Example (Operator Specified for Dump)
import torch, torch_npu, torchair
from msprobe.pytorch import set_fx_dump_config # Import config.
...
model = ...
# Add config.
config = set_fx_dump_config(dump_path="dump", op_list=['Add', 'Conv_1'])
...
npu_backend = torchair.get_npu_backend(compiler_config=config)
model = torch.compile(model, backend=npu_backend)
...
Dump Result File
The dump data is stored in {dump_path}/msprobe_fx_dump. {dump_path} is the path specified by dump_path of the set_fx_dump_config API, and msprobe_fx_dump is the directory automatically created by msProbe.

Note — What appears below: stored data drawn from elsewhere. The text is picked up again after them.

PR #21, opened 2015-08-04
Reporting: uniform time units across all benchmarks.

ppanyukov:
As per https://github.com/PerfDotNet/BenchmarkDotNet/issues/16

For usability use the same time unit when reporting `AvrTime` and `StdDev`.

Sample output:

```
  Method |        AvrTime |      StdDev |       op/s |
-------- |--------------- |------------ |----------- |
 Slower1 |      1.8112 us |   0.2015 us | 552,120.14 |
 Slower2 |      2.4149 us |   0.2425 us | 414,095.82 |
 Slower3 |      9.0558 us |   0.3052 us | 110,426.47 |
 Slower4 |     81.2006 us |   1.2585 us |  12,315.18 |
 Slower5 |  4,148.1727 us | 740.3897 us |     241.07 |
 Slower6 | 15,047.0119 us |  99.5290 us |      66.46 |
```

### DIFF
--- a/BenchmarkDotNet.Samples/Intro_04_UniformReportingTest.cs
+++ b/BenchmarkDotNet.Samples/Intro_04_UniformReportingTest.cs
@@ -1,0 +1,80 @@
+﻿using BenchmarkDotNet.Tasks;
+
+namespace BenchmarkDotNet.Samples
+{
+    using System;
+    using System.Threading;
+
+    /// <summary>
+    /// A special benchmark to see that operation times are reported in uniform time units
+    /// and align nicely. These benchmarks produce widely different results but still we
+    /// should be able to compare them side-by-side without doing any mental translations
+    /// between nanoseconds to microseconds to milliseconds.
+    /// 
+    /// Expected output along these lines:
+    /// 
+    ///   Method |        AvrTime |      StdDev |       op/s |
+    /// -------- |--------------- |------------ |----------- |
+    ///  Slower1 |      1.8112 us |   0.2015 us | 552,120.14 |
+    ///  Slower2 |      2.4149 us |   0.2425 us | 414,095.82 |
+    ///  Slower3 |      9.0558 us |   0.3052 us | 110,426.47 |
+    ///  Slower4 |     81.2006 us |   1.2585 us |  12,315.18 |
+    ///  Slower5 |  4,148.1727 us | 740.3897 us |     241.07 |
+    ///  Slower6 | 15,047.0119 us |  99.5290 us |      66.46 |
+    /// 
+    /// As can be seen, all time units are microseconds, even though the two slowest of them
+    /// is in the milliseconds territory.
+    /// </summary>
+    [BenchmarkTask(mode: BenchmarkMode.SingleRun)]
+    public class Intro_04_UniformReportingTest
+    {
+        [Benchmark]
+        public void Slower1()
+        {
+            Iterate(5);
+        }
+
+        [Benchmark]
+        public void Slower2()
+        {
+            Iterate(100);
+        }
+
+        [Benchmark]
+        public void Slower3()
+        {
+            Iterate(1000);
+        }
+
+        [Benchmark]
+        public void Slower4()
+        {
+            Iterate(10000);
+        }
+
+        [Benchmark]
+        public void Slower5()
+        {
+            Iterate(500000);
+        }
+
+        [Benchmark]
+        public void Slower6()
+        {
+            Iterate(500000);
+            Thread.Sleep(10);
+        }
+
+        private static int[] Iterate(int arraySize)
+        {
+            var rand = new Random();
+            var array = new int[arraySize];
+            for (var i = 0; i < arraySize; i++)
+            {
+                array[i] = rand.Next();
+            }
+
+            return array;
+        }
+    }
+}
--- a/BenchmarkDotNet/BenchmarkRunner.cs
+++ b/BenchmarkDotNet/BenchmarkRunner.cs
@@ -73,21 +73,16 @@ namespace BenchmarkDotNet
                     r.Benchmark,
                     Stat = new BenchmarkRunReportsStatistic("Target", r.Runs)
                 }).ToList();
+
+            // Ensure uniform number formats and use of time units via these helpers.
+            var averageTimeStats = reportStats.Select(reportStat => reportStat.Stat);
+            var timeToStringFunc = GetTimeMeasurementFormattingFunc(averageTimeStats);
+            var opsPerSecToStringFunc = GetOpsPerSecFormattingFunc();
+
             var table = new List<string[]> { new[] { "Type", "Method", "Mode", "Platform", "Jit", ".NET", "AvrTime", "StdDev", "op/s" } };
             foreach (var reportStat in reportStats)
             {
                 var b = reportStat.Benchmark;
-
-                // Ops/sec number formatting:
-                //      - Thousand separators: we generally expect large numbers so these 
-                //        would make it easier to view.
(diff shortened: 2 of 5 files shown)


BenchmarkDotNet/BenchmarkRunner.cs
```diff
@@ -295,5 +290,76 @@ private static void AssertBenchmarkMethodIsNotGeneric(MethodInfo methodInfo)
...
+        public static Func<double, string> GetTimeMeasurementFormattingFunc(IEnumerable<BenchmarkRunReportsStatistic> statistics)
+        {
+            // Find the smallest measurement in the primary statistics, which is the Median.
+            // This will determine the time unit we will use for all measurements.
+            var minRecordedMedian = statistics.Min(stat => stat.AverageTime.Median);
+
+            // Use the largest unit to display the smallest recorded measurement without loss of precision.
+            // TODO: This is duplicated in BenchmarkMeasurementStatistic.ToString(), figure out how to refactor this later?
+            Func<double, string> measurementToString;
+            if (minRecordedMedian < 1000)
```
AndreyAkinshin: Maybe we can declare an array `string[] { "ns", "us", "ms", " s"}` and write a `for` loop?

BenchmarkDotNet.Samples/Intro_04_UniformReportingTest.cs
```diff
@@ -0,0 +1,85 @@
...
+    ///  Slower5 |  4,148.1727 us | 740.3897 us |     241.07 |
+    ///  Slower6 | 15,047.0119 us |  99.5290 us |      66.46 |
+    /// 
+    /// As can be seen, all time units are microseconds, even though the two slowest of them
+    /// is in the milliseconds territory.
+    /// </summary>
+    public class Intro_04_UniformReportingTest
+    {
+        [Benchmark]
+        [BenchmarkTask(mode: BenchmarkMode.SingleRun)]
```
AndreyAkinshin: You can use the `BenchmarkTask` attribute once for the class.

BenchmarkDotNet/BenchmarkRunner.cs
ppanyukov: Good idea

ppanyukov: OK, we could do it in several ways, but I am not convinced any of it makes things any clearer or better.

Using `for` loop:
```
const int baseScale = 1000;
var timeUnits = new[] { "ns", "us", "ms", " s" };

int selectedTimeUnitIndex;
for (selectedTimeUnitIndex = 0;
    selectedTimeUnitIndex < timeUnits.Length; 
    selectedTimeUnitIndex++, minRecordedMedian /= baseScale)
{
    if (minRecordedMedian < baseScale) break;
}

var adjustedScale = (int)Math.Pow(baseScale, selectedTimeUnitIndex);
var adjustedTimeUnit = timeUnits[selectedTimeUnitIndex];
return (value) => string.Format(EnvironmentHelper.MainCultureInfo, "{0:N4} {1}", value / adjustedScale, adjustedTimeUnit);
```

A more fun(c) way:
```
const int baseScale = 1000;
var timeUnits = 
    new[] { "ns", "us", "ms", " s" }
    .Select((timeUnit, index) =>
    {
        var adjustedScale = Math.Pow(baseScale, index);
        var isPicked = minRecordedMedian / adjustedScale < baseScale;
        return new { timeUnit, adjustedScale, picked = isPicked, };
    });

var selected = timeUnits.FirstOrDefault(t => t.picked) ?? timeUnits.Last();
return (value) => string.Format(EnvironmentHelper.MainCultureInfo, "{0:N4} {1}", value / selected.adjustedScale, selected.timeUnit);
```

Unless I'm doing something completely stupid here?

BenchmarkDotNet.Samples/Intro_04_UniformReportingTest.cs
ppanyukov: The benefit of this approach you keep the benchmark task setup very close to the benchmark code so you don't have to scroll up to see it.  Besides, they didn't start with all the same setup.

But yeah, I can pull that to the class level if that's the preference. No strong feelings on this from my side.

AndreyAkinshin: My opinion is the following: if all of benchmark method should has the same `BenchmarkTask` attribute, the attribute should be applied for the class, it reduces code duplication.

BenchmarkDotNet/BenchmarkRunner.cs
AndreyAkinshin: Hmm... I think, we can create an additional class like the following:
```cs
public class MeasurementTimeUnit
{
    public string FullName { get; }
    public string ShortName { get; }
    public double SecondsFactor { get; }

    public MeasurementTimeUnit(string fullName, string shortName, double secondsFactor)
    {
        FullName = fullName;
        ShortName = shortName;
        SecondsFactor = secondsFactor;
    }

    public static readonly MeasurementTimeUnit Nanoseconds = new MeasurementTimeUnit("Nanoseconds", "ns", 1e-9);
    // ...

    public static readonly MeasurementTimeUnit[] All =
    {
        Nanoseconds,
        // ...
    };

    public static MeasurementTimeUnit GetBestTimeUnitFromNanoseconds(double ns)
    {
        // check all time units from All
    }

    public string FormatNanoseconds(double ns)
    {
        return string.Format(EnvironmentHelper.MainCultureInfo, "{0:N4} {1}", ns / 1e9 * SecondsFactor, ShortName);
    }
}
```
It allows to remove the `BenchmarkTimeSpan` class and make the reporting logic more readable.

ppanyukov: Well surely the original 4 if statements is the simplest possible way and pretty much in line with the existing codebase, isn't it just good enough for now? Aren't we overthinking :)

Besides, you'd still have to implement similar kind of logic in `GetBestTimeUnitFromNanoseconds` right?

Also having this class wouldn't automatically remove the need for `BenchmarkTimeSpan` because it's used in several places. The `BenchmarkTimeSpan.ToString()` probably can be removed, I don't see any direct usages of it.

And to get rid of `BenchmarkTimeSpan` entirely. It would be nice. It's possible to replace it with with `TimeSpan` and a couple of extension methods to get `us` and `ns`. But then everywhere else we use `double` so the use of `TimeSpan` just in one place seems odd. Maybe we could get rid of `BenchmarkTimeSpan` and replace it with raw `double` and just do conversion to seconds (or whatever) directly in one place where it's needed. Or have properties in `BenchmarkRunReportsStatistic` to do `OpsPerSecond` and `AverageNanoseconds` instead of calculating them somewhere else.

You see, there are lots of options and other things we could do, and we also want the formatting done.

How about we do this:

- proceed with the `if` statements as they are for now, if only to make progress with these additions:

    - get rid of `ToString()` in `BenchmarkTimeSpan`
    - move `[BenchmarkTask]` to class level (you seem to care, and I don't have any strong opinion on that).

After this, as a separate PR:

- get rid of `BenchmarkTimeSpan` entirely, or replace it with something else. And we can discuss these changes separately. (And I'm not saying that I'm entirely disagreeing with your idea to have this `MeasurementTimeUnit` class or something similar)

What do you think about this plan.

PS. Do you know what will happen to this discussion if I squash commits and do `push -f`?

AndreyAkinshin: Ok, the plan looks good. The discussion should be available by the link.

ppanyukov:
New commit as per the plan: squashed pushed etc.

When a version later than Ascend Extension for PyTorch 7.1.0, the result file directory structure is as follows:
├── ${dump_path}
│ ├── msprobe_fx_dump
│ | ├── worldsize${rank_size}_global_rank${rank_id}
│ | │ ├── ${model_name}
| | | | ├── ${token_id}
└── └── └── └── └── └── # Data in npy format
When Ascend Extension for PyTorch 7.1.0 is used, the result file directory structure is as follows:
├── ${dump_path}
│ ├── msprobe_fx_dump
│ | ├── data_dump
| | | ├── ${token_id+1}
| | | | ├── gm_${time}_dump
└── └── └── └── └── └── # Data in npy format
When a version earlier than Ascend Extension for PyTorch 7.1.0 is used, the result file directory structure is as follows:
├── . # Current working directory
│ ├── data_dump
| | ├── ${token_id+1}
| | | ├── gm_${time}_dump
└── └── └── └── └── # Data in npy format
Dumping Data in GE Mode with Fusion Disabled
In addition to operations in [Dumping Data in GE Fusion Mode](#Dumping Data in GE Fusion Mode), pass the configuration file for disabling operator fusion through the fusion_switch_file parameter of the set_ge_dump_config API. The following is an example of tool usage:
-
Create the
fusion_switch.jsonfile for disabling operator fusion. For details about operator fusion patterns, see Operator Fusion Pattern Settings (fusion_switch_file).{ "Switch": { "GraphFusion": { "ALL": "off" }, "UBFusion": { "ALL": "off" } } } -
Call the
set_ge_dump_configAPI in the inference script.
Example (CompilerConfig Object Created)
import torch, torch_npu, torchair
from msprobe.pytorch import set_ge_dump_config # Import config.
...
model = ...
config = torchair.CompilerConfig()
# Add the dump configuration to the existing config.
set_ge_dump_config(dump_path="dump_fusion_off",
fusion_switch_file="fusion_switch.json", compiler_config=config)
...
npu_backend = torchair.get_npu_backend(compiler_config=config)
model = torch.compile(model, backend=npu_backend)
...
Example (CompilerConfig Object Not Created)
import torch, torch_npu, torchair
from msprobe.pytorch import set_ge_dump_config # Import config.
...
model = ...
# Add config.
config = set_ge_dump_config(dump_path="dump_fusion_off", fusion_switch_file="fusion_switch.json")
...
npu_backend = torchair.get_npu_backend(compiler_config=config)
model = torch.compile(model, backend=npu_backend)
...
- For details about the directory structure and description of the dump result files, see [Dump Result File](#Dump Result File).
For details about the complete comparison cases and usage methods, see Network-wide Operator Accuracy Comparison in Torch Graph Mode.